Task description = Copy out the entries that follow, exactly as written.

Data for this exercise =
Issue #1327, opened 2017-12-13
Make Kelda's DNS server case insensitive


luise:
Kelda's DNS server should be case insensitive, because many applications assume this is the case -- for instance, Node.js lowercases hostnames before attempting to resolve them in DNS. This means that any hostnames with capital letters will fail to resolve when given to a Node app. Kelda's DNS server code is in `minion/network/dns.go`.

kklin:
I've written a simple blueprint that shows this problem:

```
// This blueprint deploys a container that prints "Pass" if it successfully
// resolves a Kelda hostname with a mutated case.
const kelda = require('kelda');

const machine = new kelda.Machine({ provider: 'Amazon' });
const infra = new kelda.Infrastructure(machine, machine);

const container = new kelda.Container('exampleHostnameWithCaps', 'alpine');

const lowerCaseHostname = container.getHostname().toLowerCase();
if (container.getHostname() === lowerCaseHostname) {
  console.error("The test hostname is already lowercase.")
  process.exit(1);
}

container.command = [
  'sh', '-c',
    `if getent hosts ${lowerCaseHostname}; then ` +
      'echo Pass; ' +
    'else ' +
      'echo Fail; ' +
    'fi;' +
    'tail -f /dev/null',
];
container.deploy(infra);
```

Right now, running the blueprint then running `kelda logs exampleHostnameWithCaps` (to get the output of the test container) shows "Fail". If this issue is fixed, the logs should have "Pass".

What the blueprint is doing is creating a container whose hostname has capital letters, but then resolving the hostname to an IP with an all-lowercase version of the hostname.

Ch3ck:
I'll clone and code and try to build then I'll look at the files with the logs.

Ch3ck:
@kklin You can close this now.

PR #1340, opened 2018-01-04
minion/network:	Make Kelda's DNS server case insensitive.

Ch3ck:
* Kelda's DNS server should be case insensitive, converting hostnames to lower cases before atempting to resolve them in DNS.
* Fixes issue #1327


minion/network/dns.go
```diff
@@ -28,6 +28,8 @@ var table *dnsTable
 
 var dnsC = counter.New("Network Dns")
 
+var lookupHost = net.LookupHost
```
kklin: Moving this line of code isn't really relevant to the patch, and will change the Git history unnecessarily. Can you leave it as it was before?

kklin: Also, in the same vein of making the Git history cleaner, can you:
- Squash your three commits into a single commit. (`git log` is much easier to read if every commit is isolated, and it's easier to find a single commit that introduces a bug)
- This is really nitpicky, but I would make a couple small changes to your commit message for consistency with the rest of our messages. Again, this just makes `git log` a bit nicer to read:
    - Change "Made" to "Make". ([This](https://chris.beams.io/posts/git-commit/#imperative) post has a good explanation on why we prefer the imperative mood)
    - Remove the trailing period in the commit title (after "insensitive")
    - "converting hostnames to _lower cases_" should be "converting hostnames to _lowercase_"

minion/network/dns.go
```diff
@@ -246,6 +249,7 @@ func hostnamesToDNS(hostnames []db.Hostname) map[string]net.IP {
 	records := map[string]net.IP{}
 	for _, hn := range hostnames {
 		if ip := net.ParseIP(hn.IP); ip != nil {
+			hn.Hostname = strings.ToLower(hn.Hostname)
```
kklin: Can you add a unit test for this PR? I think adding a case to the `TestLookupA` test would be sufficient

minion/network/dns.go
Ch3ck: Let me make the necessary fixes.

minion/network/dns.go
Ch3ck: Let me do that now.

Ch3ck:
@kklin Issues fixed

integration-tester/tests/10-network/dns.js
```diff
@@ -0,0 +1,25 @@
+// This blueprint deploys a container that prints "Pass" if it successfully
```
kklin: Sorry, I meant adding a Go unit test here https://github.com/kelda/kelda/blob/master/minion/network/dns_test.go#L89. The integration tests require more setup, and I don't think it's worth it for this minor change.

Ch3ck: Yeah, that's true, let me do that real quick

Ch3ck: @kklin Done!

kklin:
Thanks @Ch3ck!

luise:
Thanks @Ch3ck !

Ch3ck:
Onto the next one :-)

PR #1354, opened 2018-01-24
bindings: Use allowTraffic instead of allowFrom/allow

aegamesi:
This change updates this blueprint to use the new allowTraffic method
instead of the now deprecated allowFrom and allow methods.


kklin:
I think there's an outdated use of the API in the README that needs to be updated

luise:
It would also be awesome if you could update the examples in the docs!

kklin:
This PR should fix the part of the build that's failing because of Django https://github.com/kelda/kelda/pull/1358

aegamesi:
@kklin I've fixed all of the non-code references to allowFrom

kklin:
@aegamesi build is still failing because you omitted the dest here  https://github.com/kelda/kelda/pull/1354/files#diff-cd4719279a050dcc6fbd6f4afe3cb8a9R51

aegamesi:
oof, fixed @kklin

Task answer =
Issue #1327, opened 2017-12-13
Make Kelda's DNS server case insensitive


luise:
Kelda's DNS server should be case insensitive, because many applications assume this is the case -- for instance, Node.js lowercases hostnames before attempting to resolve them in DNS. This means that any hostnames with capital letters will fail to resolve when given to a Node app. Kelda's DNS server code is in `minion/network/dns.go`.

kklin:
I've written a simple blueprint that shows this problem:

```
// This blueprint deploys a container that prints "Pass" if it successfully
// resolves a Kelda hostname with a mutated case.
const kelda = require('kelda');

const machine = new kelda.Machine({ provider: 'Amazon' });
const infra = new kelda.Infrastructure(machine, machine);

const container = new kelda.Container('exampleHostnameWithCaps', 'alpine');

const lowerCaseHostname = container.getHostname().toLowerCase();
if (container.getHostname() === lowerCaseHostname) {
  console.error("The test hostname is already lowercase.")
  process.exit(1);
}

container.command = [
  'sh', '-c',
    `if getent hosts ${lowerCaseHostname}; then ` +
      'echo Pass; ' +
    'else ' +
      'echo Fail; ' +
    'fi;' +
    'tail -f /dev/null',
];
container.deploy(infra);
```

Right now, running the blueprint then running `kelda logs exampleHostnameWithCaps` (to get the output of the test container) shows "Fail". If this issue is fixed, the logs should have "Pass".

What the blueprint is doing is creating a container whose hostname has capital letters, but then resolving the hostname to an IP with an all-lowercase version of the hostname.

Ch3ck:
I'll clone and code and try to build then I'll look at the files with the logs.

Ch3ck:
@kklin You can close this now.

PR #1340, opened 2018-01-04
minion/network:	Make Kelda's DNS server case insensitive.

Ch3ck:
* Kelda's DNS server should be case insensitive, converting hostnames to lower cases before atempting to resolve them in DNS.
* Fixes issue #1327


minion/network/dns.go
```diff
@@ -28,6 +28,8 @@ var table *dnsTable
 
 var dnsC = counter.New("Network Dns")
 
+var lookupHost = net.LookupHost
```
kklin: Moving this line of code isn't really relevant to the patch, and will change the Git history unnecessarily. Can you leave it as it was before?

kklin: Also, in the same vein of making the Git history cleaner, can you:
- Squash your three commits into a single commit. (`git log` is much easier to read if every commit is isolated, and it's easier to find a single commit that introduces a bug)
- This is really nitpicky, but I would make a couple small changes to your commit message for consistency with the rest of our messages. Again, this just makes `git log` a bit nicer to read:
    - Change "Made" to "Make". ([This](https://chris.beams.io/posts/git-commit/#imperative) post has a good explanation on why we prefer the imperative mood)
    - Remove the trailing period in the commit title (after "insensitive")
    - "converting hostnames to _lower cases_" should be "converting hostnames to _lowercase_"

minion/network/dns.go
```diff
@@ -246,6 +249,7 @@ func hostnamesToDNS(hostnames []db.Hostname) map[string]net.IP {
 	records := map[string]net.IP{}
 	for _, hn := range hostnames {
 		if ip := net.ParseIP(hn.IP); ip != nil {
+			hn.Hostname = strings.ToLower(hn.Hostname)
```
kklin: Can you add a unit test for this PR? I think adding a case to the `TestLookupA` test would be sufficient

minion/network/dns.go
Ch3ck: Let me make the necessary fixes.

minion/network/dns.go
Ch3ck: Let me do that now.

Ch3ck:
@kklin Issues fixed

integration-tester/tests/10-network/dns.js
```diff
@@ -0,0 +1,25 @@
+// This blueprint deploys a container that prints "Pass" if it successfully
```
kklin: Sorry, I meant adding a Go unit test here https://github.com/kelda/kelda/blob/master/minion/network/dns_test.go#L89. The integration tests require more setup, and I don't think it's worth it for this minor change.

Ch3ck: Yeah, that's true, let me do that real quick

Ch3ck: @kklin Done!

kklin:
Thanks @Ch3ck!

luise:
Thanks @Ch3ck !

Ch3ck:
Onto the next one :-)

PR #1354, opened 2018-01-24
bindings: Use allowTraffic instead of allowFrom/allow

aegamesi:
This change updates this blueprint to use the new allowTraffic method
instead of the now deprecated allowFrom and allow methods.


kklin:
I think there's an outdated use of the API in the README that needs to be updated

luise:
It would also be awesome if you could update the examples in the docs!

kklin:
This PR should fix the part of the build that's failing because of Django https://github.com/kelda/kelda/pull/1358

aegamesi:
@kklin I've fixed all of the non-code references to allowFrom

kklin:
@aegamesi build is still failing because you omitted the dest here  https://github.com/kelda/kelda/pull/1354/files#diff-cd4719279a050dcc6fbd6f4afe3cb8a9R51

aegamesi:
oof, fixed @kklin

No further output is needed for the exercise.